Direct Sequencing of Antibodies of the Influenza Immune Response

流感免疫反应抗体的直接测序

• 批准号: 9409463
• 负责人: Adrian Guthals
• 金额: $ 22.5万
• 依托单位: MAPP BIOPHARMACEUTICAL, INC.
• 依托单位国家: 美国
• 财政年份: 2017
• 资助国家: 美国
• 起止时间: 2017-09-01 至 2018-03-31
• 项目状态: 已结题
• 来源: https://reporter.nih.gov/project-details/9409463
• 关键词: Direct; Sequencing; Antibodies; Influenza; Immune

Abstract The annual epidemics of influenza result in a substantial number of hospitalizations with an estimated 3 to 5 million cases of severe disease, and 300,000 to 500,000 deaths globally. During the 20th century, three major influenza pandemics have occurred with a total mortality of 50–100 million people. Recently, new influenza monoclonal antibodies (mAbs) have been identified that are capable of neutralizing a wide range of viruses. In the last eight years, several broadly neutralizing, stem-reactive antibodies have been identified. Of these stem antibodies, only one recognized all influenza A subtypes however this breadth of recognition was only elicited after in vitro mutagenesis. This suggests that an epitope to guide a universal vaccine strategy has yet be defined. Stem antibodies could provide universal influenza coverage since they are potentially capable of neutralizing both influenza A and B viruses. One strategy to identify neutralizing stem-specific antibodies involves immortalized B cells from immunized individuals. B cell-derived mAbs that cross react with the H5 and H7 HA subtypes have been shown to yield high affinity stem-specific mAbs that can bind to all influenza A HA subtypes. An alternative strategy, that doesn’t involve B cell cloning, starts with an antigen specific population of stem binding polyclonal antibodies (pAbs) that can then be directly sequenced by proteomic tandem mass spectrometry (MS/MS). These pAbs are a preferred source for mAb discovery since the peripheral antibody population, not the peripheral B cell population, is representative of the full humoral immune response. Direct sequencing of peripheral pAbs can rapidly mine this immune diversity to yield mAbs against novel and unique epitopes.
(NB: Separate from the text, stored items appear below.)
Issue #3957, opened 2021-03-23
Refactoring of azure obj store


wiardvanrij:
I wanted to add some extra configuration options, but then kinda hit a wall with the current testing method. As it's quite hard to extend those. So I started refactoring the azure part and I think I can squash a few issues; 

#3933
#2839
#3952 

Also adding; 

- Implementing our own HTTP transport method (and therefore configuration options). Just like S3.
- Adding configuration for `PipelineRetry` method
- Adding configuration for `ReaderRetry` method
- Refactoring tests

As I'm quite far, I wanted to make this issue to check if no one else was on it. Also open for further feedback :) 
If possible add, me as assignee to this issue?

bwplotka:
Thanks!

I think no one is on it, and we saw some issues on GitHub e.g https://github.com/thanos-io/thanos/issues/3952 soi I think it's healthy to do!

wiardvanrij:
Updated the PR. 

Absolutely not tested yet, but the image is: `wiardvanrij/thanos:azure-test`  -> https://hub.docker.com/repository/docker/wiardvanrij/thanos

Going to test this myself later on, but would like more feedback from others..

airkewld:
`
level=error ts=2021-04-29T21:49:30.0974553Z caller=main.go:130 err="yaml: unmarshal errors:\n  line 3: field max_retries not found in type azure.Config\ncreate AZURE client\ngithub.com/thanos-io/thanos/pkg/objstore/client.NewBucket\n\t/go/src/github.com/thanos-io/thanos/pkg/objstore/client/factory.go:77\nmain.runCompact\n\t/go/src/github.com/thanos-io/thanos/cmd/thanos/compact.go:198\nmain.registerCompact.func1\n\t/go/src/github.com/thanos-io/thanos/cmd/thanos/compact.go:89\nmain.main\n\t/go/src/github.com/thanos-io/thanos/cmd/thanos/main.go:128\nruntime.main\n\t/usr/local/go/src/runtime/proc.go:225\nruntime.goexit\n\t/usr/local/go/src/runtime/asm_amd64.s:1371\npreparing compact command failed\nmain.main\n\t/go/src/github.com/thanos-io/thanos/cmd/thanos/main.go:130\nruntime.main\n\t/usr/local/go/src/runtime/proc.go:225\nruntime.goexit\n\t/usr/local/go/src/runtime/asm_amd64.s:1371"
`

Below are the contents of the obj secret
```
type: AZURE
config:
[...]

Issue #3952, opened 2021-03-23
Thanos Compact Crashing due to Azure Timeout


airkewld:
Compact component crashes when it encounters a file it cannot fully download/analyze.
```
level=info ts=2021-03-23T14:01:38.498832601Z caller=http.go:84 service=http/server component=compact msg="internal server is shutdown gracefully" err="syncing metas: incomplete view: meta.json file exists: 01F0DSQC0MQ07MBCFXSWD62NCG/meta.json: cannot get properties for Azure blob, address: 01F0DSQC0MQ07MBCFXSWD62NCG/meta.json: -> github.com/Azure/azure-pipeline-go/pipeline.NewError, /go/pkg/mod/github.com/!azure/azure-pipeline-go@v0.2.2/pipeline/error.go:154\nHTTP request failed\n\nHead \"https://obj_store_name.blob.core.windows.net/thanos/01F0DSQC0MQ07MBCFXSWD62NCG/meta.json?timeout=1\": context deadline exceeded\n"
```

Our obj store config includes a max_retries value of 3, but it does not seem to be passed in correctly.
```
/ # cat /proc/1/cmdline
/bin/thanoscompact--wait--log.level=debug--compact.concurrency=1--log.format=logfmt--objstore.config=type: AZURE
config:
  storage_account: "storage_account"
  storage_account_key: "storage_account_key"
  container: "container_name"
  endpoint: "blob.core.windows.net"
  max_retries: 3
--data-dir=/var/thanos/compact--debug.accept-malformed-index--retention.resolution-raw=30d--retention.resolution-5m=90d--retention.resolution-1h=180d--delete-delay=48h--deduplication.replica-label=prometheus_replica--deduplication.replica-label=rule_replica--tracing.config="config":
  "sampler_param": 2
  "sampler_type": "ratelimiting"
  "service_name": "thanos-compact"
"type": "JAEGER"/ #
```
Any assistance is appreciated.

wiardvanrij:
I'm pretty sure we need to add a timeout value to the retry pipeline part here; https://github.com/thanos-io/thanos/blob/90015469cc81e7532a995527aa903262988d0199/pkg/objstore/azure/helpers.go#L39

See: https://pkg.go.dev/github.com/Azure/azure-storage-blob-go/azblob#RetryOptions

```
// TryTimeout indicates the maximum time allowed for any single try of an HTTP request.
	// A value of zero means that you accept our default timeout. NOTE: When transferring large amounts
[...]

PR #3889, opened 2021-03-05
Cherry-pick from master: Fix parseStep bug introduced in PR #3740 (#3887)

bwplotka:
* Fix bug introduced in PR #3740

Signed-off-by: Hitanshu Mehta <hitanshu99amehta@gmail.com>

* Minor change in test

Signed-off-by: Hitanshu Mehta <hitanshu99amehta@gmail.com>

Cherry picked: https://github.com/thanos-io/thanos/pull/3887

PR #3970, opened 2021-03-24
Refactoring of azure obj store #3957 

wiardvanrij:

## Changes

- Adds configuration options for the Azure Pipeline method
- Adds configuration options for the Azure Reader method
- Adds configuration options for the HTTP transport method
- Adds HTTP Transport override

抽象的 每年流感的流行导致大量患者住院治疗， 据估计，全球有 3 至 500 万重症病例，30 万至 50 万例死亡。 20世纪期间，发生了3次重大流感大流行，总死亡人数为 最近，新型流感单克隆抗体 (mAb) 已被用于 50-1 亿人。 在过去的八年里，人们发现了能够中和多种病毒的物质。 已经鉴定出几种广泛中和的干反应性抗体。 抗体，只有一种能够识别所有甲型流感亚型，但是这种识别范围 仅在体外诱变后才被引发，这表明存在指导通用的表位。 疫苗策略尚未确定。干抗体能否提供通用流感疫苗。 覆盖范围，因为它们有可能中和甲型和乙型流感病毒。 鉴定中和干细胞特异性抗体的策略涉及来自以下来源的永生化 B 细胞 与 H5 和 H7 HA 亚型发生交叉反应的 B 细胞衍生的单克隆抗体。 已被证明可产生可与所有甲型流感 HA 结合的高亲和力茎特异性单克隆抗体 另一种不涉及 B 细胞克隆的替代策略是从抗原开始。 特定群体的茎结合多克隆抗体 (pAb)，然后可以直接 通过蛋白质组串联质谱法 (MS/MS) 测序这些 pAb 是优选的。 mAb 发现的来源是外周抗体群体，而不是外周 B 细胞 群体，代表了完整的体液免疫反应。 外周多克隆抗体可以快速挖掘这种免疫多样性，产生针对新颖和独特的单克隆抗体 表位。